Dynamic Construction of Outlier Detector Ensembles with Bisecting K-means Clustering
Yassine, Inas A.
Wahed, Manal Abdel
Madete, June K.
MetadataAfficher la notice complète
Outlier detection (OD) is a key problem, for which numerous solutions have been proposed. To deal with the difficulties associated with outlier detection across various domains and data characteristics, ensembles of outlier detectors have recently been employed to improve the performance of individual outlier detectors. In this paper, we follow an ensemble outlier detection approach in which good outlier detectors are selected through an enhanced clustering-based dynamic selection (CBDS) method.

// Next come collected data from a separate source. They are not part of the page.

PR #3066, opened 2026-06-29
fix(jump-links): replaced after psuedo in favor of outline

zeroedin:
## What I did

1. Removed `::after` psuedo in favor of `outline` reduces need for the focus-offset css var in unified support
2. Updated changeset to reflect removal

## Testing Instructions

1.

## Notes to Reviewers

May close this PR; outline is broken in horizontal variant; this approach may not work as hoped.

### DIFF
--- a/.changeset/fiery-coins-march.md
+++ b/.changeset/fiery-coins-march.md
@@ -2,4 +2,4 @@
 "@rhds/elements": minor
 ---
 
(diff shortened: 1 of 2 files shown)


zeroedin:
Closing this. I'm pretty sure we need 2 levels of containers to make the unified theme work here.    The `:before` needs moved to an outer container to seperate it from the link itself to really mimic the focus outline in unified.

PR #3000, opened 2026-04-30
docs: Unified Theme rh-subnav

markcaron:
## Summary
Unified Theme work for `rh-subnav`.

Sub-item of #2827.

See https://github.com/RedHat-UX/red-hat-design-system/pull/3044 for testing instructions. This requires cloning this branch/PR to your computer and taking the CSS from 3044.

PR #3068, opened 2026-06-30
feat(navigation-link): add indicator CSS custom properties

bennypowers:
## Summary
- Add public CSS custom properties to `rh-navigation-link`'s `::before` indicator pseudo-element for theming the indicator as a pill-shaped background bar
- New properties: `--rh-navigation-link-indicator-border-radius`, `--rh-navigation-link-indicator-background-color`, `--rh-navigation-link-indicator-inset-block`, `--rh-navigation-link-indicator-inset-inline-end`, `--rh-navigation-link-indicator-inline-size`
- Each public var falls back to a private channel var (for parent component use), then to existing defaults
- Also adds private var fallback to link element `border-radius` so `--_navigation-link-border-radius` set by `rh-subnav` is consumed

## Context
Needed by #3000 (unified subnav) to implement pill-shaped indicator on `rh-navigation-vertical` per unified theme Figma spec (Corey's review feedback).

## Test plan
- Existing unit tests pass (24/24, 0 failures)
- Stylelint passes
- No visual regression: all new properties default to existing behavior

### DIFF
--- a/.changeset/brave-dots-glow.md
+++ b/.changeset/brave-dots-glow.md
@@ -1,0 +1,5 @@
+---
+"@rhds/elements": minor
+---
+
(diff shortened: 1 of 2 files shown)


zeroedin:
Closing this in favor of the changes that were made with rh-navigation-vertical in https://github.com/RedHat-UX/red-hat-design-system/pull/3073

PR #3071, opened 2026-06-30
feat(cta): add  CSS prop

markcaron:
## What I did

1. Added `--rh-cta-focus-text-decoration` CSS prop

Related to https://github.com/RedHat-UX/red-hat-design-system/pull/2993


.changeset/lemon-sheep-dress.md
zeroedin, line 1: Edit the previous changeset instead of creating a new one.

zeroedin (approved):

PR #3002, opened 2026-04-30
docs: Unified Theme rh-tabs

markcaron:
## Attn: Contains changes to `<rh-tabs>`. Do NOT merge yet

See "Component changes" below for more info.

## Summary
Unified Theme work for `rh-tabs`.

## How to test:

1. Visit the [Felt Theme](https://deploy-preview-3002--red-hat-design-system.netlify.app/theming/themes/unified/#unified-tabs) page on the DP.
2. Scroll down to the "Tabs" section.
3. Right click > Inspect element.
4. Locate the `<uxdot-pattern>` element that contains tabs.
5. Remove the `max-width: 56rem;` on the `:host` selector. 
    * This enables you to see the vertical tabs on the DP.
    * Otherwise, the media query makes vertical tabs > horizontral tabs due to space constraints.
6. Verify the margin and paddings are correct.
7. Verify the borders and "pills" look correct.
8. Verify in light and dark color schemes.
9. Verify I used the appropriate unified theme tokens for various colors and pixel values
10. Verify the left and right buttons look correct for narrow viewports across default and box inset variants.
11. Compare to the [Figma](https://www.figma.com/design/qRn3S225WwGHIdgGZX0LTC/Unified-Theme--Design-Tokens--Styles---Specs?m=dev&node-id=12810-2355).

### Limitations

The following require API/component changes. They are not currently achievable via CSS-only theming:

  * Rounded inner pill on hover/focus for tab and overflow arrows

### Component changes

In order to make rh-tabs look like the "Unified theme" tabs, we have to make API changes to rh-tabs. I have pushed the changes to rh-tabs up to this PR. This makes testing and review easier; however, we will have to revert these changes and move them to their own PR (`staging/unified-tabs`). Then, using the Unified theme's tabs will require an RHDS version of >4.1.3.

Before moving rh-tabs changes into their own PR, I would like to get the unified theme tabs reviewed for accuracy to make sure we get everything 100% right and don't have to make multiple releases of RHDS.

__________________

Sub-item of #2827.

Made with [Cursor](https://cursor.com)

PR #3075, opened 2026-06-30
feat(tabs): add CSS custom properties and overflow-button parts for theme support

markcaron:
## What I did

`<rh-tab>`: add `wrapper` element plus CSS custom props — the inner pill-shaped element wrapping the icon and label, enabling themed hover/focus backgrounds.

`<rh-tabs>`: add `overflow-button`, `overflow-button previous`, and `overflow-button next` CSS parts on the overflow scroll buttons, enabling themed padding, sizing, and focus/hover styling.

## Testing Instructions

1. Double-check the changes match the changes in [Adam's original Unified Tabs PR](https://github.com/RedHat-UX/red-hat-design-system/pull/3002/changes#diff-36cb788fdca5f81e140abbf7eaf87c1dc03fc5ccc1aa10885c03acf9cac65c7e), which have been abstracted here. 

## Notes to Reviewers

Related to https://github.com/RedHat-UX/red-hat-design-system/pull/3002

### DIFF
--- a/elements/rh-tabs/rh-tab.css
+++ b/elements/rh-tabs/rh-tab.css
@@ -46,9 +46,6 @@ rh-icon,
   position: relative;
   display: flex;
   flex: 1;
-
-  /** Gap between icon and label using rh-space-md */
-  gap: var(--rh-space-md, 8px);
   text-decoration: none;
   cursor: pointer;
   align-items: center;
@@ -156,7 +153,7 @@ rh-icon,
       background-color: transparent;
 
       &:before {
-        border-inline-color: var(--rh-color-border-subtle);
+        border-inline-color: var(--_tab-box-side-border-color, var(--rh-color-border-subtle));
         border-inline-start-width: var(--rh-border-width-sm, 1px);
       }
 
@@ -167,14 +164,18 @@ rh-icon,
 
       &.first {
         &:before {
-          border-inline-start-color: var(--rh-color-border-subtle);
+          border-inline-start-color:
+            var(--_tab-box-side-border-color,
+              var(--rh-color-border-subtle));
           border-inline-start-width: var(--rh-border-width-sm, 1px);
         }
       }
 
       &.last {
         &:before {
-          border-inline-end-color: var(--rh-color-border-subtle);
+          border-inline-end-color:
+            var(--_tab-box-side-border-color,
+              var(--rh-color-border-subtle));
           border-inline-end-width: var(--rh-border-width-sm, 1px);
         }
       }
@@ -224,7 +225,9 @@ rh-icon,
         &.first {
           @container (min-width: 768px) {
             &:before {
-              border-inline-start-color: var(--rh-color-border-subtle);
+              border-inline-start-color:
+                var(--_tab-box-side-border-color,
+                  var(--rh-color-border-subtle));
               border-inline-start-width: var(--rh-border-width-sm, 1px);
             }
           }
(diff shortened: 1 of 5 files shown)


elements/rh-tabs/rh-tab.css
```diff
@@ -156,7 +153,7 @@ rh-icon,
       background-color: transparent;
 
       &:before {
-        border-inline-color: var(--rh-color-border-subtle);
+        border-inline-color: var(--_tab-box-side-border-color, var(--rh-color-border-subtle));
```
bennypowers: `--_` "private" css props *must not* be used for theming purposes

elements/rh-tabs/rh-tab.ts
```diff
@@ -138,19 +138,14 @@ export class RhTab extends LitElement {
...
-        <slot name="icon"
-              part="icon">
-          <rh-icon ?hidden="${!this.icon}" icon="${ifDefined(this.icon)}" set="${ifDefined(this.iconSet)}"></rh-icon>
-        </slot>
-        <!-- summary: Tab label
-             description: |
-               Tab label text. Authors should keep labels short
-               and descriptive. -->
-        <slot part="text"></slot>
+        <div id="wrapper" part="wrapper">
```
bennypowers: It makes sense to expose the overflow buttons as parts, since those are actually "part" of the tabs interface. A layperson might say "the tabs bar has three parts: previous button, next button, and tab list". It's immediately obvious from the name what exactly the next and previous button parts control.

This new wrapper part and element though, is different. It's not a priori obvious why a "tab" has or needs a "wrapper", or why one would want to style it. This, especially, since we *already* expose a button part. 

I don't think we should add this wrapper part. Can we achieve the same end result by adding new component props, styling the host, or adding a part to an existing element?

bennypowers (changes requested):

elements/rh-tabs/rh-tab.css
markcaron: Unbelievable, Claude. My fault for not catching it.

elements/rh-tabs/rh-tab.ts
bennypowers: Drop part="wrapper", keep #wrapper as internal structure, replace --_ private props with public --rh-tabs-* props.

Proposed mapping:

|          Private (remove)           |               Public (add)                |
|-------------------------------------|-------------------------------------------|
| --_tab-wrapper-radius               | --rh-tabs-link-inner-radius               |
| --_tab-wrapper-padding              | --rh-tabs-link-inner-padding              |
| --_tab-wrapper-justify              | --rh-tabs-link-inner-justify              |
| --_tab-hover-background             | --rh-tabs-link-hover-background           |
| --_tab-focus-background             | --rh-tabs-link-focus-background           |
| --_tab-focus-button-outline         | --rh-tabs-link-focus-outline              |
| --_tab-focus-button-outline-offset  | --rh-tabs-link-focus-outline-offset       |
| --_tab-focus-wrapper-outline        | --rh-tabs-link-focus-inner-outline        |
| --_tab-focus-wrapper-outline-offset | --rh-tabs-link-focus-inner-outline-offset |
| --_tab-box-side-border-color        | --rh-tabs-box-border-color                |

elements/rh-tabs/rh-tab.css
markcaron: Fixed.

elements/rh-tabs/rh-tab.ts
markcaron: CSS part `wrapper` dropped. Only using public CSS props within `#wrapper` now.

bennypowers (approved):
luxury grouped tab management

In this method, a bisecting K-means clustering algorithm is employed to partition the input data into clusters where every cluster defines a local region of competence. Among the initial pool of detectors, the outputs of the detectors with the most competent local performance were combined through four possible schemes to produce the final OD results. Experimental evaluation and comparison of our method were carried out against four variants of locally selective combination in parallel (LSCP) outlier ensembles. The CBDS-based schemes compare well with the LSCP-based ones on 16 public benchmark datasets and incur considerably lower computational costs. The CBDS method consistently achieved superior average scores of the area under the curve (AUC) of the receiver operating characteristic (ROC), and particularly outperformed the LSCP method on nine of the 16 datasets in terms of the AUC score. In addition, while the CBDS and LSCP methods have similar computational costs on small datasets, the CBDS method achieves significant time savings compared with the LSCP method on large datasets.